### TASK OBJECTIVE
This exercise calls for every line of the listing below that contains the word "blockIdx".

━━━━━━━━━━━━━━━━━━━━━━━━━━━━━━

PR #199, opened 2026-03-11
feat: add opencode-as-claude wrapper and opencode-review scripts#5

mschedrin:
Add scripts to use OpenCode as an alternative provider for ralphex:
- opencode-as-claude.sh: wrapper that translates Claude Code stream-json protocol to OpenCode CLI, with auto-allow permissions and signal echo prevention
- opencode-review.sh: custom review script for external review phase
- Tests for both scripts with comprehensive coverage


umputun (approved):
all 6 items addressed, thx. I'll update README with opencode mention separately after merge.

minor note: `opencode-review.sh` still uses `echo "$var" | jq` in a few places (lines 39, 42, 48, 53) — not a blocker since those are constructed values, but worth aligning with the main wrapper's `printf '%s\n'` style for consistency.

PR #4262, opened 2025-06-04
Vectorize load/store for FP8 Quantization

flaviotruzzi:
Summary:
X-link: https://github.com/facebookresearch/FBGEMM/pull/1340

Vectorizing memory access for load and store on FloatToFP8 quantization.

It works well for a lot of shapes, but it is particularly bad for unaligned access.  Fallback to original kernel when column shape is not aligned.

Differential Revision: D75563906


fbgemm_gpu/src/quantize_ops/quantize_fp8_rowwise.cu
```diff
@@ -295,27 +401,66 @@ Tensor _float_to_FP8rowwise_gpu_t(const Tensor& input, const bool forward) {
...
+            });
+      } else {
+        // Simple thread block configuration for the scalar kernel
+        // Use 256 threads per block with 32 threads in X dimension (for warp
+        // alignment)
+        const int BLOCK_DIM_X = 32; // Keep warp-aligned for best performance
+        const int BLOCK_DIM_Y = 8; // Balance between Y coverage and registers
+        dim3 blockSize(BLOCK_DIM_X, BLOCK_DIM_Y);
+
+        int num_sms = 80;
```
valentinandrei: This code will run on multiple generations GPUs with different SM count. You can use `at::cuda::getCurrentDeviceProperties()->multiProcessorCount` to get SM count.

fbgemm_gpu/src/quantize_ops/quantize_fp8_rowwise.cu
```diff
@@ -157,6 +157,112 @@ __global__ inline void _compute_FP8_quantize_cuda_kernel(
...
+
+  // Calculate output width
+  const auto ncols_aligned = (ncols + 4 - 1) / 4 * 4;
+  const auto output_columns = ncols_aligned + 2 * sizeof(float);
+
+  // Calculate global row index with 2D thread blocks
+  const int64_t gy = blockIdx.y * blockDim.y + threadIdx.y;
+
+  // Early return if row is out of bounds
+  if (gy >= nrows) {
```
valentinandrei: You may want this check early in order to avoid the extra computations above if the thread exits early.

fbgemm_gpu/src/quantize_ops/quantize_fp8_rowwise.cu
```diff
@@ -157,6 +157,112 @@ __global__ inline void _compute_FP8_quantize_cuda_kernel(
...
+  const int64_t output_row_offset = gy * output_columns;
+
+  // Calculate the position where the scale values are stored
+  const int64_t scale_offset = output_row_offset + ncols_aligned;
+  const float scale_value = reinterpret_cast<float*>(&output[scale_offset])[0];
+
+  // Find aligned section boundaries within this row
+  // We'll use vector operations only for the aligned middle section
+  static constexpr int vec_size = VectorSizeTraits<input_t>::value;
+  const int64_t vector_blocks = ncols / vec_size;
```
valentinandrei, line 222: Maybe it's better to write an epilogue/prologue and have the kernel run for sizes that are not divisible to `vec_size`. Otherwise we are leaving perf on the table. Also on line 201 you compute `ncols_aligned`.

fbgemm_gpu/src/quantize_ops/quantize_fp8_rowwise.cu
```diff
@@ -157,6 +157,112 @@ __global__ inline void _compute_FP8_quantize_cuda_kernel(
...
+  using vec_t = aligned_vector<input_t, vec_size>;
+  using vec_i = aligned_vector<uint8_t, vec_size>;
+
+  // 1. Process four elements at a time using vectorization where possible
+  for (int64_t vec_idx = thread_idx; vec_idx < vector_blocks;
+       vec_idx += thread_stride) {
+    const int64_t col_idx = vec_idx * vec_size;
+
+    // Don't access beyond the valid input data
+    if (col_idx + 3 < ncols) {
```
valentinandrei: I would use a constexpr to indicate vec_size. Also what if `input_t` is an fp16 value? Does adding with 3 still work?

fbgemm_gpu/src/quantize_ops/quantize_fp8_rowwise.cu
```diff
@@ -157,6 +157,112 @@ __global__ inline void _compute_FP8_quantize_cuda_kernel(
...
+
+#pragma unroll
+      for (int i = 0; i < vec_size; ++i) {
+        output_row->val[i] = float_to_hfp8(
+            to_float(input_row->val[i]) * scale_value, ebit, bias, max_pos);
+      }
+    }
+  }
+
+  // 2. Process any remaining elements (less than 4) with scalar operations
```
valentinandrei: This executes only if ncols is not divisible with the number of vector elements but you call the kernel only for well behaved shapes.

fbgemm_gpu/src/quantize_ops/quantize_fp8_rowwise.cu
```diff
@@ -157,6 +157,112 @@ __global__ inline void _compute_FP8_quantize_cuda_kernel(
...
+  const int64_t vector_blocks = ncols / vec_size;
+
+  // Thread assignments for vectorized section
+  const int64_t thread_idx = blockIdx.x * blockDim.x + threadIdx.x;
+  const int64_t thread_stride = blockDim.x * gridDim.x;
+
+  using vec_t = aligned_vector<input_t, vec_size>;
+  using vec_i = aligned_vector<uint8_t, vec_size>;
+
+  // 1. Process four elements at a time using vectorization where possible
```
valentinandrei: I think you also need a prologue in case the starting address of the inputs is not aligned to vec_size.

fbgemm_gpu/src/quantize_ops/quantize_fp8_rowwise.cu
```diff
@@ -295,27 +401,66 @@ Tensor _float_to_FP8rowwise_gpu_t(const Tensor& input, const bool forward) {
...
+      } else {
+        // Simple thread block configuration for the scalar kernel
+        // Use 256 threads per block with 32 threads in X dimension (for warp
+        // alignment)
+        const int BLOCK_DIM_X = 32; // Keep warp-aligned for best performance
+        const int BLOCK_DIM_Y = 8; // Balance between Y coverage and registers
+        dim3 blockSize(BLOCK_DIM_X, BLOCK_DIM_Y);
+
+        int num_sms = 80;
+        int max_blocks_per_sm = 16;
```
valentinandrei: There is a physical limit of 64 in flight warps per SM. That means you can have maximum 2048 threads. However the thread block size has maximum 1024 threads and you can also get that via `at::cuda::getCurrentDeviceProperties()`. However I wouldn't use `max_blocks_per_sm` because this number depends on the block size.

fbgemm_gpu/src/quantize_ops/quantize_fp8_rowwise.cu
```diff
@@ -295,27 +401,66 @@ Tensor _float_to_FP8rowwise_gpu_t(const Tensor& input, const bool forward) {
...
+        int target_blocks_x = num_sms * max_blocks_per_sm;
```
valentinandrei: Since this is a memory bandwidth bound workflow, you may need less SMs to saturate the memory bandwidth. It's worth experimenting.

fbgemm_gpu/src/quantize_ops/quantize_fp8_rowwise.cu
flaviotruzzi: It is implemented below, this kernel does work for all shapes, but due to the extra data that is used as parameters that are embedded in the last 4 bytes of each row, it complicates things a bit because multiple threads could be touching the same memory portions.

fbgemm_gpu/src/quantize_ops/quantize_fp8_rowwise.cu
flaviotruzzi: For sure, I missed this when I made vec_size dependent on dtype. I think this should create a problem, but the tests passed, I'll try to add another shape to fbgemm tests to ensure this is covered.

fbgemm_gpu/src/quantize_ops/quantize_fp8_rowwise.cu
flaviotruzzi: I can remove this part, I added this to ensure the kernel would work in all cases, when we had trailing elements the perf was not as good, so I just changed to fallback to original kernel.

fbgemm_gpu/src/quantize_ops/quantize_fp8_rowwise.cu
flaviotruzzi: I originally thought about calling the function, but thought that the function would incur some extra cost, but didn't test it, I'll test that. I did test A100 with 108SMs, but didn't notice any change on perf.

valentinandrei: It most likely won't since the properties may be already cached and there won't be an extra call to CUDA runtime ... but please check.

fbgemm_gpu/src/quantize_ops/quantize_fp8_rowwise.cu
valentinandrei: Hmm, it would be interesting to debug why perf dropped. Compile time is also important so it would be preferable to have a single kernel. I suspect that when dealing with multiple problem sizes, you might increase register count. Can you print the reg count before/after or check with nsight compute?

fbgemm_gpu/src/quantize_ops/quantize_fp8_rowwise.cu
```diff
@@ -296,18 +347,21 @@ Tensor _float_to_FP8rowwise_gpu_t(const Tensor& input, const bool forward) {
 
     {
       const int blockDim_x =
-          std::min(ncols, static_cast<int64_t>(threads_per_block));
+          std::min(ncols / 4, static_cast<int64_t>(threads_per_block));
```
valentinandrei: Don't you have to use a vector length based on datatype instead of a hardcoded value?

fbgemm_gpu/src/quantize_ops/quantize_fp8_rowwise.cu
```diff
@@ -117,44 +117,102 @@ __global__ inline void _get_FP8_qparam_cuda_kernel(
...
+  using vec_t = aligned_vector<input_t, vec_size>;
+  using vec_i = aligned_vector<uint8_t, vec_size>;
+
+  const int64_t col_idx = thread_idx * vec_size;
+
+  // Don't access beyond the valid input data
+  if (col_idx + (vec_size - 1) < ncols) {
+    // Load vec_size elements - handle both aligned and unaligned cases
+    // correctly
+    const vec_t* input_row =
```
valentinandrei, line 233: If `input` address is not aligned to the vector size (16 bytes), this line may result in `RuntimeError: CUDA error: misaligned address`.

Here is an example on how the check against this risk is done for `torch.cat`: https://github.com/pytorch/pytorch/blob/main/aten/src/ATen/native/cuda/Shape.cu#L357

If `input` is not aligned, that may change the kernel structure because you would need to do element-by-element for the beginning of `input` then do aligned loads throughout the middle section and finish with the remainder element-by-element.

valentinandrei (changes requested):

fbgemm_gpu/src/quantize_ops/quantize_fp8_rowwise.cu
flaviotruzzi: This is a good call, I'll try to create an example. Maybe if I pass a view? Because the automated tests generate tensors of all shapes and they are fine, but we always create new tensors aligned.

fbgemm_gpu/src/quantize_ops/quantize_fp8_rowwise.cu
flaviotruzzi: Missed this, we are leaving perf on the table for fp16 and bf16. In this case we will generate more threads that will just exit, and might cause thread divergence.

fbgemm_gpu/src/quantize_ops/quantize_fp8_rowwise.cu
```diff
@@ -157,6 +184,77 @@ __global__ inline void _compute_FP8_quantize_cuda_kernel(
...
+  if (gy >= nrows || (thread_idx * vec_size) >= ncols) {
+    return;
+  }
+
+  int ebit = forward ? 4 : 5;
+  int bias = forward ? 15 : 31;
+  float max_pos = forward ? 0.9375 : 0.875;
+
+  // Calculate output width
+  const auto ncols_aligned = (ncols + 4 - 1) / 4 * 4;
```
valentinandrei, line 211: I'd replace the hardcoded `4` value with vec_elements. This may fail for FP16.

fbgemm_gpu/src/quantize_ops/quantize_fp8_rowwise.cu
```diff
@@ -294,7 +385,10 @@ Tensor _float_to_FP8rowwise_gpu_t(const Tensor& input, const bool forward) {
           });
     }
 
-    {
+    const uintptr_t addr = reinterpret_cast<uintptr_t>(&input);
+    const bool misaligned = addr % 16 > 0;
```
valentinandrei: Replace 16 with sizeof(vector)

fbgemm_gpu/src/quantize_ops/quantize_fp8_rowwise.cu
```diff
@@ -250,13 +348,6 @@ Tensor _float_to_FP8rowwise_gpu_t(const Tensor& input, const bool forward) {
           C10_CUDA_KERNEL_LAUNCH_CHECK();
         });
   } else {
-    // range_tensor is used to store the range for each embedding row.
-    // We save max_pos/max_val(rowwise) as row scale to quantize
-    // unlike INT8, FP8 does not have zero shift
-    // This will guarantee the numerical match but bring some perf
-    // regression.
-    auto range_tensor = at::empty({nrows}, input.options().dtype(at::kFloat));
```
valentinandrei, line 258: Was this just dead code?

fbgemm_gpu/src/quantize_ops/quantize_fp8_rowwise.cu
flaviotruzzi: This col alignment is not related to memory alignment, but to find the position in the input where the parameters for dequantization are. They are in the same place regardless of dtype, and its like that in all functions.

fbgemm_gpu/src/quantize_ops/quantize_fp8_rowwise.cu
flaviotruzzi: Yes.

━━━━━━━━━━━━━━━━━━━━━━━━━━━━━━

### WRITTEN RESPONSE
+  const int64_t gy = blockIdx.y * blockDim.y + threadIdx.y;
+  const int64_t thread_idx = blockIdx.x * blockDim.x + threadIdx.x;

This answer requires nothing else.